Erik Otrísal

Personal information
- Full name: Erik Otrísal
- Date of birth: 28 June 1996 (age 30)
- Place of birth: Myjava, Slovakia
- Height: 1.83 m (6 ft 0 in)
- Position: Defender

Team information
- Current team: HS Kroměříž (on loan from Artis Brno)
- Number: 5

Youth career
- 2004–2014: Senica

Senior career*
- Years: Team / Apps / (Gls)
- 2014–2019: Senica / 42 / (0)
- 2016: → Topvar Topoľčany (loan)
- 2017: → Spartak Trnava B (loan) / 11 / (0)
- 2019–2020: Železiarne Podbrezová / 9 / (0)
- 2020: TJ Sokol Lanžhot
- 2021–: Artis Brno / 101 / (1)
- 2026–: → HS Kroměříž (loan) / 12 / (0)

International career
- 2013: Slovakia U17 / 1 / (0)

= Erik Otrísal =

Slovak footballer (born 1996)

Erik Otrísal (born 28 June 1996) is a Slovak professional footballer who plays as a defender for Czech National Football League club HS Kroměříž, on loan from Artis Brno.

==Club career==

Otrísal made his Fortuna Liga debut for Senica against Nitra on 31 May 2014. Having joined Senica at the age of 8, he was 17 years old on his debut and later became captain of the club.
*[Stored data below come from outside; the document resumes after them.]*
PR #7125, opened 2024-04-22
feat: V2 batch update products in categories

olivermrbl:


packages/types/src/workflow/product-category/index.ts
```diff
@@ -14,3 +15,8 @@ export interface UpdateProductCategoryWorkflowInput {
   id: string
   data: UpdateProductCategoryDTO
 }
+
+export interface BatchUpdateProductsOnCategoryWorkflowInput
+  extends LinkMethodRequest {
+  id: string
+}
```
riqwan: There's also `LinkWorkflowInput`

```suggestion
export interface BatchUpdateProductsOnCategoryWorkflowInput
  extends LinkWorkflowInput {}
```

packages/types/src/workflow/product-category/index.ts
```diff
@@ -1,3 +1,4 @@
+import { LinkMethodRequest } from "../../common"
```
riqwan:
```suggestion
import { LinkWorkflowInput } from "../../common"
```

packages/core-flows/src/product/steps/batch-link-products-in-category.ts
```diff
@@ -0,0 +1,91 @@
...
+      }
+    )
+
+    const productsWithUpdatedCategories = dbProducts.map((p) => {
+      if (toRemoveSet.has(p.id)) {
+        return {
+          id: p.id,
+          category_ids: (p.categories ?? [])
+            .filter((c) => c.id !== data.id)
+            .map((c) => c.id),
```
riqwan, line 36: q: should we just pass categories and skip the song and dance between module and workflows?

```suggestion
          categories: (p.categories ?? [])
            .filter((c) => c.id !== data.id)
```

riqwan (approved):
lgtm!

packages/types/src/workflow/product-category/index.ts
olivermrbl: Nice, will use that

packages/core-flows/src/product/steps/batch-link-products-in-category.ts
olivermrbl: Could make sense. We can even go as far as typing the `categories` input as `categories: { id: string }[]`, and then we wouldn't have to normalize anything at either level.

riqwan: I think this is how we do for some other modules as well

olivermrbl: Keeping it as is for now and creating a ticket

carlos-r-l-rodrigues (approved):

sradevski (approved):

PR #5984, opened 2024-01-02
feat(): sendgrid plugin typescript rewrite

luluhoc:
rewrite SendGrid plugin to typescript; bump SendGrid dep and rewrite to new medusa API

adds some functionality also as custom subject to orders

and some docs corrections `order_shipped_template` should be `order_shipment_created_template`

it has breaking changes in the plugin configuration i updated the docs too

PR #7127, opened 2024-04-23
docs: Fix order.shipment_created option name in sendgrid plugin

shahednasser:
Due to a bug in the SendGrid plugin, the `order.shipment_created` event uses different option names for localized/not localized options.

This PR adds a temporary fix in the docs until the bug is addressed.


olivermrbl:
Would it make sense to fix the bug instead?

shahednasser:
@olivermrbl I opened an issue for it on Linear, just didn't know how high priority it would be so opened this PR for a temporary solution

luluhoc:
I rewrote the plugin with this issue fixed no response whatsoever https://github.com/medusajs/medusa/pull/5984

PR #7130, opened 2024-04-23
feat(medusa): migrate store cart endpoints to zod

riqwan:
what:

- migrates all store cart endpoints to zod

RESOLVES CORE-2014


packages/medusa/src/api-v2/store/carts/helpers.ts
```diff
@@ -0,0 +1,22 @@
+import { MedusaContainer } from "@medusajs/types"
+import {
+  ContainerRegistrationKeys,
+  remoteQueryObjectFromString,
+} from "@medusajs/utils"
+
+export const refetchCart = async (
```
olivermrbl, line 7: comment: I have noticed these refetch-helpers do not accept filters. I think we should add that going forward, so that you can also pass params on a POST request. 

cc @sradevski

olivermrbl (approved):
LGTM

packages/medusa/src/api-v2/store/carts/helpers.ts
riqwan: This could also be a single generic entity:

```
export const refetchEntity = async (
  entryPoint: string,
  idOrFilter: string | object,
  scope: MedusaContainer,
  fields: string[]
) => {
  const remoteQuery = scope.resolve(ContainerRegistrationKeys.REMOTE_QUERY)
  const filters = isString(idOrFilter) ? { id: idOrFilter } : idOrFilter
    entryPoint,
    variables: { filters },
    fields,
  })

  const [entity] = await remoteQuery(queryObject)

  return entity
}
```

sradevski: @riqwan I completely agree, I was thinking about it but I didn't want to do it while doing the cleanup, as it will be pretty easy to refactor it. I think we can still keep eg. `refetchProduct` as a method, which instead calls `refetchEntity("product", ...args)`.

PR #7132, opened 2024-04-23
Fixed logged-in-user.mdx example

danvayn:
Previous documentation stuffed type imports with regular imports. This was fine, but either remove the unnecessary 'type' in the first import statement or import like this PR.


shahednasser (approved):
LGTM

PR #7133, opened 2024-04-23
feat(order): bundled actions

carlos-r-l-rodrigues:
what:
- fix order summary versioning
- calculate totals to calculate summary
- add method to revert last version
- bundled actions (fulfillment and shipment) more will come in other PR
- shipping method versioning like items

not included:
- summary fields will be refactored/normalized in other PR

Fixes CORE-2013 CORE-2015

### DIFF
--- a/integration-tests/modules/__tests__/order/order.spec.ts
+++ b/integration-tests/modules/__tests__/order/order.spec.ts
@@ -226,7 +226,7 @@ medusaIntegrationTestRunner({
                   promotion_id: expect.any(String),
                   code: "VIP_25 ETH",
                   raw_amount: {
-                    value: "5.0000000000000000000e-18",
+                    value: "5e-18",
                     precision: 20,
                   },
                   provider_id: expect.any(String),
@@ -237,11 +237,11 @@ medusaIntegrationTestRunner({
                   subtotal: 5e-18,
                   total: 5e-18,
                   raw_subtotal: {
-                    value: "5.0000000000000000000e-18",
+                    value: "5e-18",
                     precision: 20,
                   },
                   raw_total: {
-                    value: "5.0000000000000000000e-18",
+                    value: "5e-18",
                     precision: 20,
                   },
                 },
@@ -289,6 +289,7 @@ medusaIntegrationTestRunner({
                 metadata: null,
                 created_at: expect.any(String),
                 updated_at: expect.any(String),
+                deleted_at: null,
                 quantity: 1,
                 fulfilled_quantity: 0,
                 shipped_quantity: 0,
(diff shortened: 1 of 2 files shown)


packages/types/src/order/service.ts
```diff
@@ -1371,4 +1386,24 @@ export interface IOrderModuleService extends IModuleService {
     config?: RestoreReturn<TReturnableLinkableKeys>,
     sharedContext?: Context
   ): Promise<Record<TReturnableLinkableKeys, string[]> | void>
+
+  revertLastVersion(orderId: string, sharedContext?: Context): Promise<void>
+
+  restoreNextVersion(orderId: string, sharedContext?: Context): Promise<void>
```
olivermrbl: question: Do we need these to be part of the public interface?

I would have imagined that the methods we expose would be more action-specific and use these under the hood.

olivermrbl (approved):

packages/types/src/order/service.ts
carlos-r-l-rodrigues: I pushed a version fixing this. To me the revertLastVersion can be public but it doesn't make sense to restore that.
this will act as a soft delete of the latest changes applied

olivermrbl: Got it, perhaps we just need to think about how we present the method. `revertLastVersion` is not tied to anything commerce related, which is why I feel it's slightly off.

I think the shipping method versioning was included in that. Was that intentional?

carlos-r-l-rodrigues: it wasn't intentional, but I guess I fixed a couple of things related to this PR as well. Like adding `deleted_at` in places where they weren't present.
This module will need a cleanup after most of the functionalities are in place.

olivermrbl: Cool, I am fine to keep those changes in

packages/order/src/utils/transform-order.ts
```diff
@@ -29,6 +29,19 @@ export function formatOrder(
       }
     })
 
+    order.shipping_methods = order.shipping_methods?.map((shippingMethod) => {
+      const sm = { ...shippingMethod.shipping_method }
```
olivermrbl, line 33: question: ~~There is likely a good answer to this question, but I might have missed this part previously: why does the shipping method have a `shipping_method`~~?

olivermrbl: Nevermind, I realise it was introduced in this pr 😄

carlos-r-l-rodrigues: "shipping_methods" is now a relation table linking order_id + shipping_method + version.

this util is just to reshape the final response of the module, where you receive the shipping_method entity, not the "link" table.

PR #7134, opened 2024-04-23
feat: Add local file provider and wire everything up in the file module

sradevski:


packages/medusa/src/api-v2/admin/uploads/middlewares.ts
```diff
@@ -1,25 +1,36 @@
...
 import { authenticate } from "../../../utils/authenticate-middleware"
+import { validateAndTransformQuery } from "../../utils/validate-query"
+import { retrieveUploadConfig } from "./query-config"
+import { AdminGetUploadParams } from "./validators"
 
-const upload = multer({ dest: "uploads/" })
+// TODO: For now we keep the files in memory, as that's how they get passed to the workflows
+// This will need revisiting once we are closer to prod-ready v2, since with workflows and potentially
+// services on other machines using streams is not as simple as it used to be.
+const upload = multer({ storage: multer.memoryStorage() })
```
olivermrbl, line 11: question/thought: I guess we will need to somehow integrate this part of the flow with the file provider so that we can store the uploads on a remote server e.g. S3 if you are using the S3 plugin. Do you already have thoughts on this?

After the onset of the COVID-19 pandemic in Slovakia, he moved to the Czech Republic to play for TJ Sokol Lanžhot in the Czech Fourth Division. Otrísal joined Czech side SK Líšeň in 2021, playing there for five years until being loaned out for the second half of the 2025–26 Czech National Football League to HS Kroměříž.